# Oase Biomaster In America



## gus6464 (Dec 19, 2011)

I like how someone finally thought of putting an actual handle on a canister filter in 2018.

UKAPS folk swear by these filters though so hopefully the price is good.

Edit: Can be purchased in the USA right now.
https://store.oase-usa.com/

Biomaster 
250 $199
350 $239
600 $299

Biomaster Thermo not on the site yet


----------



## swarley (Apr 12, 2018)

Being able to have the heater internal in the canister is great and also the easy pre-filter cleaning. Oase will be my go-to for straight up purchases, obviously sales and whatnot sways my decision making.


----------



## Cambrian Creature (Oct 28, 2011)

Good news. Oase aquarium products are now sold on amazon.com not just amazon.co.uk. 

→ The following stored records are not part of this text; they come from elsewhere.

PR #2622, opened 2025-07-11
Upgrade GraphiQL, fix PostGraphile Ruru, grafserv static support

benjie:
- Removes our patch to `graphiql` which is no longer needed
- Adds grafserv support for serving Ruru's static assets
- Fixes rendering of Ruru from PostGraphile
- Adds support in grafserv for "raw" responses allowing any content-type header


grafast/grafserv/src/options.ts
```diff
@@ -95,6 +95,7 @@ export function optionsFromConfig(config: GraphileConfig.ResolvedPreset) {
     graphiql = true,
     graphiqlOnGraphQLGET = true,
     graphiqlPath = "/",
+    graphiqlStaticPath = `/ruru-static/`,
```
benjie:
```suggestion
    graphiqlStaticPath = "/ruru-static/",
```

PR #2624, opened 2025-07-11
ruru: make the loading state match the expected sizes better

benjie:
Make it less "flicky" for @jemgillam


jemgillam:
@benjie Um Actually, it's for the Greater Good. _the Greater Good._

PR #2626, opened 2025-07-11
Upgrade more dependencies

benjie:


benjie:
We can't do this until we either ditch Jest or somehow convince it to support `require(esm)` inside of VM modules.

PR #2639, opened 2025-07-15
Custom node id codecs

### LINKED ISSUE #2332: Ability  to replace `nodeId` creation logic for specific or all types
### Feature description

It would be very helpful to be able to replace the logic how `nodeId` is generated for tables or any other autogenerated resources. This will allow us to encrypt or mask restricted content in the nodeId. Which will be especially useful for the projects that are migrating to postgraphile.

### Motivating example

Example: 

When a `resource.primary_key` is a restricted information, we want to return to the user the primary key, but encrypted, so only the server can decrypt the value, which will allow us to mask the data but the server will be able to understand what have been masked. In a system where there is already a large code designed around the idea that `resource.primary_key` is a restricted information, the only thing that is missing is to also hide it in the `nodeId`. It's possible to introduce a new resource with a primary key which is not related to the original resource and also add a relation between those 2 resources that only the server can access, but it can be easily avoided by allowing us to change the logic of generating and reading the `nodeId`.

### Breaking changes

I'm not await what this will break, but I guess that internally, postgraphile is using the content of the `nodeId`, so if we are adding an option to replace the logic, maybe we will also need an API which will return the data postgraphile needs? Like

```ts
{
  write: (resource) => `any string that the "read" function below understands`,
  read: (nodeId) => ({original: [Type, id], otherExtractedData: 'data' }),
  // The "original" field is what postgraphile needs
}
```

### Supporting development

I [tick all that apply]:

- [x] am interested in building this feature myself
- [ ] am interested in collaborating on building this feature
- [x] am willing to help testing this feature before it's released
- [ ] am willing to write a test-driven test suite for this feature (before it exists)
- [x] am a [Graphile sponsor](https://www.graphile.org/sponsor/) ❤️
- [ ] have an active [support or consultancy contract](https://www.graphile.org/support/) with Graphile

jsmnbom:
## Description
Fixes #2332

## Performance impact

https://www.amazon.com/s/ref=nb_sb_...ords=oase+aquarium+&rh=i:aps,k:oase+aquarium+


No word yet on the heaters. Most likely they have to be made for north american electricity (60 hz 120 volts) and pass various tests and certifications before they can be considered safe.


----------



## Vinster8108 (Sep 1, 2016)

Unfortunately I do not see the Biomaster Thermo's available. The all-in-one filter/heater is one of the best aspects.


----------



## DavidBlowie (Apr 20, 2018)

I emailed oase USA several weeks ago and they stated the Thermo ones are not available in the US.


----------



## gus6464 (Dec 19, 2011)

DavidBlowie said:


> I emailed oase USA several weeks ago and they stated the Thermo ones are not available in the US.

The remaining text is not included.